The comments at the end of the post are quite good as well.

On Church Marketing

You may not have heard about Richard Reising or his blog Beyond Relevance, but you’ve probably seen their video, “What If Starbucks Marketed Like the Church?

I tend to cringe when I hear the phrase “church marketing,” because I usually associate the word “marketing” with trying to convince someone that a product is better than it really is. However, when you really think about it, every church markets itself in some way, whether intentionally or unintentionally. How do we put our best face forward? Our church has recently done an overhaul of our communications, including printed materials and our website. It looks great, but we continue to remind ourselves that it’s not about looking good, it’s about accurately and effectively communicating what we’re about as a church in order to reach people with the Good News of Jesus. This post at Beyond Relevance has some good points, and I especially resonate with this excerpt:

Promotion without connectivity is destructive. I often share with church leaders that most of the churches in the United States should not promote themselves. Why? Simple. If your current membership is not actively inviting people or visitors are not staying, there are reasons why. If you do an advertising campaign, you are asking people to come in your doors only to realize why no one wants to invite anyone to your church. They never come back and leave to tell all their friends what they did not like about your church. This is not good marketing.

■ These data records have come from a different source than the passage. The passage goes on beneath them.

PR #415, opened 2026-08-05
Reserve NUL byte in network config log chunk buffer

Davidbick:
## What changed?

`print_stream_handler` (network_config_logger.cpp) now reserves a byte for the NUL terminator in its chunk-flush test:

`vsnprintf` reserves a byte for the NUL, so the old code dropped one character at every 1024-byte boundary of the `Bridge network config:` log line.

The branch guarantees `space_left >= n + 1`, so every fragment is written in full and `state->pos` stays correct.


matt001k (approved):
Nice find!

victorsowa12 (approved):

PR #417, opened 2026-08-07
Use canonical metrics log decoder from bm_common_messages

Davidbick:
## What changed?
- tools/scripts/misc/decode_metrics.py drops its own decode loop and imports the shared decoder; keeps only its pandas/CSV + ADIN-label layer.

- Removes a duplicate decoder and the debug tool now can't misalign with the schema.

- This PR depends on [bm_core bump](https://github.com/bristlemouth/bm_core/pull/153) and the core decoder [PR for bm_common_messages](https://github.com/bristlemouth/bm_common_messages/pull/66)

## Checklist

### DIFF
--- a/tools/scripts/misc/decode_metrics.py
+++ b/tools/scripts/misc/decode_metrics.py
@@ -1,79 +1,59 @@
+"""
+Decode a Bristlemouth network_metrics.log to CSV for inspection.
+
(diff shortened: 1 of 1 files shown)


matt001k (approved):

victorsowa12 (approved):

Davidbick:
I added the change that makes each component into its own CSV for readability.

PR #227, opened 2021-01-14
Replaces user and PAT with secret values for easier maintenance

alex-glv:
Replaces login to ghcr.io user with the value from secret, so it's easier to update. 
Renames the token to CR_PAT as per github how to (not very important, but makes it more consistent) - https://docs.github.com/en/free-pro-team@latest/packages/guides/pushing-and-pulling-docker-images#authenticating-to-github-container-registry

### DIFF
--- a/.github/workflows/docker.yaml
+++ b/.github/workflows/docker.yaml
@@ -14,7 +14,7 @@ jobs:
     - uses: actions/checkout@v2
     - name: Login to package repos
       run: |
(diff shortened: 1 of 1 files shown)


amouat:
This is using the cs-trow user right?

amouat (approved):
Looks good! I assume it maps to the new cs-trow user.

amouat:
Merging as it's broken anyway...

PR #230, opened 2021-01-28
feature/gui

iamcaleberic:
- [x] -   Handle authentication flow
- [x] -   display the images the user has access to and various info/stats like annotations
- [ ] -   support various admin tasks such as deleting images or giving users access to repos etc
- [ ] -   display the results of security scans etc
- [ ] -   display the history of tags and images
- [ ] -   allowing searching of images


amouat:
This looks good! I'm actually wondering if we should put the GUI in a separate repository. What do you think?

iamcaleberic:
> This looks good! I'm actually wondering if we should put the GUI in a separate repository. What do you think?

I did not see this earlier,  we can have it a separate repo. I don't think it will be too inconvenient.

PR #231, opened 2021-02-08
Update rust version and libs.

mathijshoogland:


amouat:
This looks good. What was the seek_stream_len thing?

mathijshoogland:
When building the project with the latest rust nightly version project wasn't able to successfully build because apparently _seek_stream_len_ function was declared unstable. CLI gave feedback that, if we are running on nightly, to simply declare it at the crate root. (At the same time, seek_convenience apparently isn't unstable anymore). Since versions are pinned in docker this only is an issue when building the project locally (or in our CI/CD pipeline).

To see an example of the error you can have a look at the following build:
https://github.com/ContainerSolutions/trow/actions/runs/552531497

amouat:
Thanks, I ran it and went through the issues. I don't fully understand, but it's seems the unstable seek features were split up and one of them was stabilised (but not stream_len). I think this is correct

amouat (approved):
Good work, this all makes sense!

PR #236, opened 2021-02-27
Set content-length for manifest and blobs

amouat:


amouat:
Need to add a test; there seems to be an off-by-one issue possibly in a dependent library :(

amouat:
I'll probably re-do this in a new branch...

PR #240, opened 2021-03-18
Trait refactor

amouat:
Refactored client_interface to use traits.

Still work to be done:
 - routes should use trait not concreate type
 - more refactorings/clean ups on client interface


amouat:
Why do I always fuck up rebases? This time I didn't update master :facepalm:

amouat:
Fingers crossed that this is ok. :crossed_fingers:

If you are connecting with people well, your membership will validate this by bringing their friends. If you are not, they won’t. The problem with your church-goers not inviting people is not their problem—as church leaders, it is our problem. It is not time to craft a message to get people to invite their friends. That is the equivalent of preaching a message on not falling asleep in church. It is our responsibility to want to make them want to bring their friends just as it is to keep people awake.

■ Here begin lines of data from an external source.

PR #249, opened 2021-04-23
Reverted some changes of PR#237.

mathijshoogland:
So I think this was merged by accident, we don't want this, it pins version 0.3.1-proxy in our chart. 

This was probably submitted because our helm chart wasn't updated for some time.

### DIFF
--- a/charts/trow/templates/statefulset.yaml
+++ b/charts/trow/templates/statefulset.yaml
@@ -22,7 +22,7 @@ spec:
     {{- end }}
       containers:
       - name: trow-pod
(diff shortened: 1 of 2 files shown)


amouat (approved):

amouat:
Thanks, I've merged this. I really don't know the proper way to manage Helm charts, so I generally just merge what I'm giving here!

In the future I'll ask for your review on any Helm PRs if that's ok.

amouat:
@mathijshoogland can you confirm that the chart is working and is running the latest release?

mathijshoogland:
> working and is running the latest release?

Confirmed

PR #255, opened 2021-06-18
skip only blob which is already downloaded

sopak:
we need to continue as docker manifests may share blobs
for example they may have same FROM


amouat:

USA Today: Multi-site Churches

Articles like this have been of interest to me as of late, because our church is considering launching additional sites within the next couple of years. It’s interesting to see secular news organizations giving print space to the growing number of multi-site churches.

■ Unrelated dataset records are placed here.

PR #250, opened 2021-05-28
Implement kubernetes.io/dockerconfigjson as configuration for proxy any number of registries

sopak:
for every f/anyname/ try to do the proxy according configuration directory

Local directory with configuration for proxy any registry at f/${registryCfgDir}/<repo_name> to anyregistry.xyz/<repo_name>. Downloaded images will be cached.
Directory should contain sub directories which should correspond to ${registryCfgDir}.
Each of them contains file .dockerconfigjson which should be in format as of kubernetes.io/dockerconfigjson.
The intention is to directly support mounting k8s secrets (imagePullSecrets) in kubernetes and act as proxy according to their configuration.
As of now config dir is parsed each request, to be able  to reflect changes in secrets. It may change in future."

PR #256, opened 2021-06-18
Refactor proxy authentication mechanism

sopak:
simplified way howto authenticate to proxy hub and other registries in following changes

this is here to split PR  from https://github.com/ContainerSolutions/trow/pull/250 to multiple steps

please check it and I will fix  what I can fort  this part

### DIFF
--- a/lib/server/src/server.rs
+++ b/lib/server/src/server.rs
@@ -1,28 +1,38 @@
-use crate::manifest::{FromJson, Manifest, manifest_media_type};
-use chrono::prelude::*;
-use failure::{self, Error, Fail};
-use prost_types::Timestamp;
+use core::fmt::Display;
+use std::collections::HashMap;
 use std::collections::HashSet;
 use std::fmt;
 use std::fs::{self, DirEntry, File};
 use std::io;
 use std::io::{BufRead, BufReader, Read, Write};
 use std::path::{Path, PathBuf};
+use std::str;
 use std::sync::{Arc, RwLock};
+
+use chrono::prelude::*;
+use failure::{self, Error, Fail};
+use futures::TryFutureExt;
+use prost_types::Timestamp;
+use quoted_string::strip_dquotes;
+use reqwest::{self, header::{HeaderMap, HeaderValue}, StatusCode};
+use reqwest::header::ToStrError;
+use rustc_serialize::hex::ToHex;
+use rustc_serialize::json::ToJson;
+use serde_json::Value;
 use tokio::sync::mpsc;
 use tonic::{Request, Response, Status};
 use uuid::Uuid;
-use core::fmt::Display;
-use reqwest::{self, header::{HeaderMap, HeaderValue}};
+
+use crate::digest::sha256_tag_digest;
+use crate::manifest::{FromJson, Manifest, manifest_media_type};
+use crate::metrics;
+use crate::server::trow_server::registry_server::Registry;
+
+use self::trow_server::*;
+
 pub mod trow_server {
     include!("../../protobuf/out/trow.rs");
 }
-
-use self::trow_server::*;
-use crate::digest::sha256_tag_digest;
-use crate::server::trow_server::registry_server::Registry;
-
-use crate::metrics;
 
 static SUPPORTED_DIGESTS: [&str; 1] = ["sha256"];
 static MANIFESTS_DIR: &str = "manifests";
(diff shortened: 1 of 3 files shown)


amouat:
This looks good. The major thing that's missing is some tests. Do you have tests working at the minute if you run `cargo test`? If not, I'll help you set it up.

lib/server/src/server.rs
```diff
@@ -1,28 +1,38 @@
...
 use std::fs::{self, DirEntry, File};
 use std::io;
 use std::io::{BufRead, BufReader, Read, Write};
 use std::path::{Path, PathBuf};
+use std::str;
 use std::sync::{Arc, RwLock};
+
+use chrono::prelude::*;
+use failure::{self, Error, Fail};
+use futures::TryFutureExt;
```
amouat, line 14: Can you fix all the unused imports?

lib/server/src/server.rs
```diff
@@ -573,11 +605,14 @@ impl TrowServer {
...
             //Get auth token
 
-            let auth_token = if let Some(auth) = &proxy_auth {
-                self.get_auth_token(&cl, &proxy_image, &auth).await
-            } else {
-                None
+            let auth_token = match self.get_auth_token(&cl, &proxy_image, &proxy_auth).await {
+                Ok(a) => Some(a),
+                Err(e) => {
+                    error!("Can't get auth_token: {}", e);
```
amouat, line 611: Let's expand this a bit so it makes more sense to the user e.g. "Failed to get auth token for IMAGE with error ERR"

lib/server/src/server.rs
```diff
@@ -474,65 +478,93 @@ impl TrowServer {
...
+            .query(
+                &bearer_param_map
+            );
 
-            cl.post(&auth.endpoint)
-                .header("Content-Type", "application/x-www-form-urlencoded")
-                .body(auth_req).send().await
+        let reqBuilder = match auth {
+            Some(a) => {
+                if a.user.is_some() {
```
amouat, line 503: I think this can be refactored to get rid of the unwraps. Something like `if let Some(a_user) = &a.user {`

Then use `a_user` instead of `a.user`

lib/server/src/server.rs
```diff
@@ -474,65 +478,93 @@ impl TrowServer {
...
-                error!("Failed to find auth token in auth repsonse"); 
-                None
-            }
+        let auth_json_body = resp.json::<serde_json::Value>().await
+            .or_else(|e |Err(format_err!("Failed to deserialize auth response {}", e)))?;
+
+        let access_token= auth_json_body.get("access_token")
+            .ok_or(format_err!("Failed to find auth token in auth repsonse"))?;
+
+        debug!("access_token: {}",access_token);
```
amouat, line 526: Either remove this or add more context

lib/server/src/server.rs
```diff
@@ -474,65 +478,93 @@ impl TrowServer {
...
+
+        access_token.as_str()
+            .map(|s| s.to_string())
```
amouat, line 529: I don't think we need map here?

lib/server/src/server.rs
```diff
@@ -474,65 +478,93 @@ impl TrowServer {
...
+            .ok_or(format_err!("Access token string conversion failed"))
+    }
+
+    async fn get_www_authenticate_header(&self, cl: &reqwest::Client, image: &Image) -> Result<String, Error> {
+        let resp = cl.head(&image.get_manifest_url())
+            .headers(create_accept_header())
+            .send().await
+            .or_else(|e| Err(format_err!("Request for authenticate failed: {}", e)))?;
```
amouat, line 537: Not sure if the reqwest error will include it, but it would be nice to put the URL in the error message.

lib/server/src/server.rs
```diff
@@ -474,65 +478,93 @@ impl TrowServer {
...
+            return Err(format_err!("Request '{}' should fail with status unauthorized", &image.get_manifest_url()));
         }
+
+        let value = resp
+            .headers()
+            .get("www-authenticate")
+            .ok_or(format_err!("Request header www-authenticate for authenticate should exists"))?;
+
+        value.to_str()
+            .map(|s| String::from(s))
```
amouat, line 549: Again, I don't think we need map here, maybe I'm missing something

lib/server/src/server.rs
```diff
@@ -474,65 +478,93 @@ impl TrowServer {
...
+        bearer_param_map.remove("realm");
 
-            if let Some(user) = &auth.user {
-                info!("Making request to Docker Hub as {}", &user);
-                auth_req = format!("{}&username={}", auth_req, user);
-            }
-            if let Some(pass) = &auth.pass {
-                auth_req = format!("{}&password={}", auth_req, pass);
-            }
+        let reqBuilder = cl.get(realm.as_str())
```
amouat, line 496: please use rust naming i.e. req_builder

amouat (changes requested):
Can you clean this up per the comments? Also really need some tests.

amouat:
@sopak could you e-mail me at adrian.mouat@container-solutions.com? I'm keen to help get this merged and I'd like to understand your use case.

BTW I realised `fmt` wasn't running on the server code when looking at this, so I've just enabled it. Unfortunately that means there is a bunch of conflicting formatting changes on the main branch which will be a pain. It's probably worth rebasing and/or running `cargo fmt` yourself. Sorry for the hassle, but it will make merges easier in the long term.

amouat:
@sopak I've updated this and will merge in a new PR.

Among U.S. Protestant megachurches, 37% reported having two or more locations under the same leadership in 2008, according to a study by the Leadership Network and Hartford Institute for Religion Research in Hartford, Conn.

It’s a growth strategy that works for churches of any size because it doesn’t require new buildings or fighting for zoning or parking space, says Scott Thumma, professor of sociology of religion at Hartford Seminary, where the institute is based.

“They just rent a couple of extra theaters and high schools and put together a church in a box. Most pastors wouldn’t give this as the primary reason, but clearly it’s a distinct advantage,” says Thumma, co-author of a 2008 study examining eight years of growth and change in megachurches.

Of the USA’s 100 largest churches, 67% now have two or more sites and 60% of the 100 fastest-growing churches also have multiple sites, according to the annual listings of the USA’s largest churches in Outreach magazine’s October issue.

Still, the multisite model can prompt culture shock.

“I do miss having a pastor at the door shaking hands in the ‘check-out line,’ ” says Lauren Green, drawn to join Redeemer by Keller’s preaching. “But I realize that model of a personal relationship with a particular pastor is probably gone.”

Green grew up in an American Methodist Episcopal church in Minneapolis, where her mother still worships and the pastor she has known all her life led her brother’s funeral last month.

That congregational model is suffering, however.

Young adults change churches often as they move from job to job, marry and relocate. Older churches are costly for older members to maintain. And new pastors like the flexibility and evangelical energy of multisites.

Here’s a question I have a lot of thinking and praying to do over: what does youth ministry look like in multi-site churches?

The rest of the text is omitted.